この思い込みが発揮する威力に関連する事例としてオーストリアのザルツブルク大学の研究が参考になります。

この研究では2つのグループに運動テストを実施する実験でAグループは「一流アスリート」のイメージを頭に刷り込みんだ上で運動テストをし、Bグループは特に何のイメージも与えずに運動テストを実施しました。するとAグループの方が「自信の上昇による集中力のアップ」「パフォーマンスの向上」につながり運動テストの成績が良くなったのです。

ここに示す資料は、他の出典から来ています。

PR #917, opened 2025-03-11
Improve button component with text alignment prop

dzonidoo:


app-typescript/components/Button.tsx
```diff
@@ -35,6 +36,7 @@ export class Button extends React.PureComponent<IPropsButton> {
             'btn--icon-only': this.props.iconOnly,
             'btn--ui-dark': this.props.theme === 'dark',
             'btn--icon-only-circle': this.props.shape === 'round' && this.props.iconOnly,
+            [`sd-flex-justify-${this.props.textAlign}`]: this.props.textAlign != null,
```
tomaskikutis: do not concatenate classnames

dzonidoo: can u be more specific?

tomaskikutis: Do not use variables to generate classnames. Classnames should be static.

tomaskikutis (approved):

tomaskikutis:
merge develop - it should fix the checks failing due to that cache issue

この研究からひとつ仮説を立てられるとしたら「うまくいく気がする」「できる気がする」というような根拠のない自信は「理想像のイメージトレーニング」を重ねることで獲得できる可能性が高いということではないでしょうか?そして、その思い込みによる自己認識で行動をとる方が成長や結果につながる可能性があるということです。

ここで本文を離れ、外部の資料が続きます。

PR #927, opened 2025-03-18
Firefox issue: Fix UI issues for Content Profile Management modal

dzonidoo:
SDESK-7529

### DIFF
--- a/app/styles/form-elements/_forms-general.scss
+++ b/app/styles/form-elements/_forms-general.scss
@@ -63,7 +63,6 @@
 
 	// For more complex inline form combinations an additional element that goes inside .form__row--flex container is provided.
 	.form__row-item {
-		flex-basis: 0;
 		flex-grow: 1;
 		margin: 0 0.6rem;
 
@@ -80,8 +79,8 @@
 		}
 	}
 
-	.sd-flex-no-grow.sd-flex-no-grow {
-		flex-basis: auto;
+	.form__row-item:not(.sd-flex-no-grow) {
+		flex-basis: 0;
 	}
 
 	.form__row-item--no-grow {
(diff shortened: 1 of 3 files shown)


app/styles/form-elements/_forms-general.scss
```diff
@@ -80,6 +80,10 @@
 		}
 	}
 
+	.sd-flex-no-grow.sd-flex-no-grow {
```
tomaskikutis: Instead of overwriting the value - rather do not apply it in the first place if not needed:

`.form__row-item:not(.sd-flex-no-grow) { flex-basis: 0 }`

dzonidoo: but we need both scenarios

tomaskikutis: Can you explain in more detail? To me it seems that the issue is caused by addition of `flex-basis:0`. So it's enough not to add it and the issue is solved.

fritzSF: I really don't think there is a need for a detailed explaneation of such basic stuff, but here you go:` flex-basis: 0;` should be the default; it makes the field items equal in size, which is what we want 90% percent of the time. `.sd-flex-no-grow ` is an override of the default behaviour—we don't want the the field to grow, and we want it to have `flex-basis: auto;`, exactly as in the casementioned in the ticket.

実際に私が契約しているアスリートでプロのバスケットプレーヤーがいます。その選手が話していて面白いと思ったエピソードがあります。その選手は小学生や中学生の頃にプロの試合を観戦にいったときに自然とこう思っていたそうです。「このコートに立って自分はプレーするんだろうな」と。そう「このコートに立ってプレーしてみたいな」という憧れではなく、コートに立つことが決まっているかのようにプロ選手のプレーを観ていたらしいのです。そして、実際のプロ選手になり、はじめてプロの舞台で試合をしたときに緊張やびびる感情はなく、「良いプレーができる気がする」というイメージしかなかったらしいのです。それはきっとこどもの頃から常にプロの舞台でプレーするイメージを重ねていたプロセスが影響しているのでしょう。

謙虚vs自信

日本人の価値観として「謙虚」という言葉は大事なワードです。「自分はまだまだ」という謙虚さは成長の妨げになるという側面も考える必要がありそうです。逆に、今回のテーマである良い意味での「思い込み」をうまく使い成長につなげていきたいものです。そして、思い込みにはやはりイメージトレーニングが有効です。3年後、1年後自分は「こうなっている」というビジョンを描き、その自分のイメージを重ねることです。また、別の機会でビジョンメイキングの方法についても紹介していきたいと思います。